* [Assignment]
Down to the final character, output the records below as they stand.

(Beginning of Source data)

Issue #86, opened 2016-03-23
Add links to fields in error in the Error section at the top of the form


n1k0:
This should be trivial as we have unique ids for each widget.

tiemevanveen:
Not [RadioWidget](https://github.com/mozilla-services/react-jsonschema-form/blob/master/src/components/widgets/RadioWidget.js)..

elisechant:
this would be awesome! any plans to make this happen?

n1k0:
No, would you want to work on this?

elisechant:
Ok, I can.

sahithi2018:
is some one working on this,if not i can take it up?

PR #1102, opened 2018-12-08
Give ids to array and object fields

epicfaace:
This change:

(End of Source data)

* [Output below]
Issue #86, opened 2016-03-23
Add links to fields in error in the Error section at the top of the form


n1k0:
This should be trivial as we have unique ids for each widget.

tiemevanveen:
Not [RadioWidget](https://github.com/mozilla-services/react-jsonschema-form/blob/master/src/components/widgets/RadioWidget.js)..

elisechant:
this would be awesome! any plans to make this happen?

n1k0:
No, would you want to work on this?

elisechant:
Ok, I can.

sahithi2018:
is some one working on this,if not i can take it up?

PR #1102, opened 2018-12-08
Give ids to array and object fields

epicfaace:
This change:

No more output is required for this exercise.